При Лентовском сад был реорганизован и благоустроен. На большом пруду устроили эстраду для музыкантов, связанную с берегом изящным мостиком. Множество аллей, пестрых цветников, таинственных беседок, поэтических скамеек на берегах прудов, водяных фейерверков круглые сутки привлекали в сад Лентовского разного рода публику — семьи с детьми, простонародье, аристократию, деловых людей, кутящую молодежь, студентов, кокоток Вечерами все пространство сада было залито огнями иллюминации и превращалось в настоящее сказочное царство. В саду, как положено, играли оркестры, пели хоры, гастролировали коллективы венгерских цыган, американских негров. На Скоморошьем кругу работали дрессировщики, на открытой эстраде — фокусники и чревовещатели.
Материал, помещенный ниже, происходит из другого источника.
PR #113, opened 2022-05-26
fix: remove the need for slabThickness in volumeAPI for tools

sedghi:
- Removes the need for slabThicknessEnabled 
- Simplifies the API for setSlabThickness
- Fix bugs for volumeNewImageEventDispatcher
- Fix a bug for Synchronizer that triggered source viewport event when it didn't belong to the synchronizer anymore
- Fix RectangleROIStartEndThreshold tool various bugs with the new API
- Fix arrow tool to accept external api for change/set text


Punzo:
Nice fix. One comment you set the infrastructure in crosshair to set the slabthickness by volumeIDs, but then iin the petCt example you don't use it. You should exclude in the thirs row of viewport the pet volume.

i.e. now the example renders like:

image
 
but it should be  (i.e., no slab thickness for the pet):

image

packages/core/src/RenderingEngine/Viewport.ts
```diff
@@ -798,17 +801,16 @@ class Viewport implements IViewport {
...
+    this.TriggerCameraModifiedEventIfNecessary(previousCamera, updatedCamera);
   }
 
   /**
    * Trigger camera modified event
    * @param cameraInterface - ICamera
    * @param cameraInterface - ICamera
    */
-  public checkAndTriggerCameraModifiedEvent(
+  public TriggerCameraModifiedEventIfNecessary(
```
JamesAPetts, line 813: Should be camelCase rather than PascalCase.

packages/core/src/RenderingEngine/Viewport.ts
```diff
@@ -830,16 +832,14 @@ class Viewport implements IViewport {
    * Updates the actors clipping planes orientation from the camera properties
    * @param updatedCamera - ICamera
    */
-  public updateActorsClippingPlanesOnCameraModified(
-    updatedCamera: ICamera
-  ): void {
+  public updateActorsClippingPlanes(updatedCamera: ICamera): void {
```
JamesAPetts, line 835: - Any reason for this to be public? It seems like a private function.
- The method name is very weird to me due to the possessive plural in the middle. Maybe `updateClippingPlanesForActors`?

packages/core/src/RenderingEngine/VolumeViewport.ts
```diff
@@ -89,6 +89,9 @@ class VolumeViewport extends Viewport implements IVolumeViewport {
   }
 
   private initializeVolumeNewImageEventDispatcher(): void {
+    const volumeNewImageHandlerBound = volumeNewImageHandler.bind(this);
```
JamesAPetts, line 92: If you just replace all the following methods to arrow functions, you won't have to use any of these bindings and can just use the function definitions directly:

- `initializeVolumeNewImageEventDispatcher`
- `volumeNewImageHandler`
- `volumeNewImageCleanUp`

packages/core/src/RenderingEngine/VolumeViewport.ts
```diff
@@ -383,52 +379,31 @@ class VolumeViewport extends Viewport implements IVolumeViewport {
...
 
   /**
-   * Sets the slab thickness to all the volume actors in the viewport.
+   * It sets the slabThickness of the actors of the viewport. If actorUIDs are
+   * provided, it will only set the slabThickness of the actors with the given
+   * uid, but if actorUIDs are not provided, it will set the slabThickness of
+   * all the actors in the viewport.
    *
-   * @param slabThickness - The slab thickness to set.
+   * @param slabThickness - number -The slab thickness to set.
```
JamesAPetts, line 387: We don't need `number` here right, A) the docs should use the types defined in the funciton definition when parsing typescript, B) its not formatted in jsdoc style anyway.

packages/core/src/RenderingEngine/VolumeViewport.ts
```diff
@@ -383,52 +379,31 @@ class VolumeViewport extends Viewport implements IVolumeViewport {
...
+   * @param actorUIDs - An array of actor UIDs. If this is not
```
JamesAPetts, line 388: Hmmm, since this is actually a filter, shall we name it as such, at first glance its a bit weird that if you specify it only does it that one, otherwise it does it to _all_. In most other cases throughout the project, if you omit a uid, it applies it to the first item found.

Maybe `filterActorUIDs` or something?

JamesAPetts: Propogate this comment to all other API of this format here.

packages/tools/src/tools/CrosshairsTool.ts
```diff
@@ -76,7 +76,7 @@ interface CrosshairsAnnotation extends Annotation {
 }
 
 function defaultReferenceLineColor() {
-  return 'rgb(200, 200, 200)';
+  return 'rgb(0, 200, 0)';
```
JamesAPetts, line 79: Do we really need this funciton at all? It's weird that it defines its own color seperate from everything else. Shouldn't the default just be one of the colors from the default tool style? I.e. `colorHighlighted`? Then we could just remove this function entirely and nuke this isolated state.

packages/tools/src/tools/CrosshairsTool.ts
```diff
@@ -88,7 +88,7 @@ function defaultReferenceLineDraggableRotatable() {
 }
 
 function defaultReferenceLineSlabThicknessControlsOn() {
-  return false;
+  return true;
```
JamesAPetts, line 91: What is the motivation for changing the default?

packages/tools/src/tools/CrosshairsTool.ts
```diff
@@ -137,6 +140,9 @@ export default class CrosshairsTool extends AnnotationTool {
           enabled: false,
           panSize: 10,
         },
+        // actorUIDs for slabThickness application, if not defined, the slab thickness
+        // will be applied to all actors of the viewport
+        actorUIDsForSlabThickness: [],
```
JamesAPetts, line 145: I guess this is also a filter right?

Something like: `filterActorUIDsToSetSlabThickness`... or something.

packages/tools/src/tools/segmentation/RectangleROIStartEndThresholdTool.ts
```diff
@@ -198,7 +200,7 @@ export default class RectangleROIStartEndThresholdTool extends RectangleROITool
     return annotation;
   };
 
-  // Todo: make it work for other acquisition planes
+  // Todo: make it work for other than acquisition planes
```
JamesAPetts, line 203: `// Todo: make it work for planes other than acquisition planes`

Здесь можно было видеть воздухоплавательницу Леону Дар, которая поднималась вместе с шаром, держась зубами за трапецию, подвешенную под шаром, «и „человека-рыбу“, который, лежа в большом стеклянном ящике, наполненном водой, курил папиросу»[421]. Устраивались также соревнования по бегу на призы, причем состязались не только мужчины, но и женщины, что в то время было внове.
Особенно потрясало воображение любимое детище Лентовского — «Фантастический театр». В числе его посетителей были будущий великий режиссер К. С. Станиславский и писатель А. П. Чехов, оставивший такое его описание. «Вообразите себе лес, — писал Чехов. — В лесу поляна, на поляне… возвышается более всех уцелевшая стена стариннейшего, средневекового замка. Стена давно уже облупилась, она поросла мхом, лебедой и крапивой…. От той стены к зрителю и в стороны идут более и совсем уже развалившиеся стены замка. Из-за развалин сиротливо и угрюмо выглядывают деревья… Они высушены временем, голы. На площадке, которая окружена развалинами и была прежде „полами“ замка, заседает публика. Пересечения стен и разрушившихся простенков изображают собою ложи. Вокруг замка рвы, в которых теряются ваши глаза. Во рвах разноцветные огни с тенями и полутенями…» Ставились в «Фантастическом театре» масштабные и соответствующие обстановке оперетки и феерии (и оперетки-феерии) со всякими спецэффектами, а также мелодрамы-«триллеры», от которых, по выражению Чехова, «мурашки и мелкая дрожь вволю бегали» по спинам зрителей «от их затылков до пят»[422]. На сцене рокотали водопады, злодеи падали в пропасти, с луны прилетало ядро с пассажирами. «Идет трюковая вещь „Казрак“, — вспоминал В. А. Нелидов, — где человек то на крыше, то под полом, то здесь, то там. „Маг“ (Лентовский) для этой цели выписывает из-за границы знаменитейшего акробата и так его окружает, что получается подлинное впечатление чего-то сверхъестественного»[423].
417
Щукин П. И. Воспоминания. Из истории меценатства в России. М., 1997. С. 9.
418
Ведомости Московской городской полиции. 1858. № 160; Иллюстрация. 1858. № 33.
419
Московская старина. М., 1989. С. 167–168.
420
Никифоров Д. И. Старая Москва. М., 1903. Ч. 2. С. 118.
421
Розанов Н. П. Воспоминания старого москвича. М., 2004. С. 68.
422
Чехов А. П. Полное собрание сочинений и писем. Сочинения. Т. 16. М., 1980. С. 22–23.
423
Нелидов В. А. Театральная Москва. М., 2002. С. 47.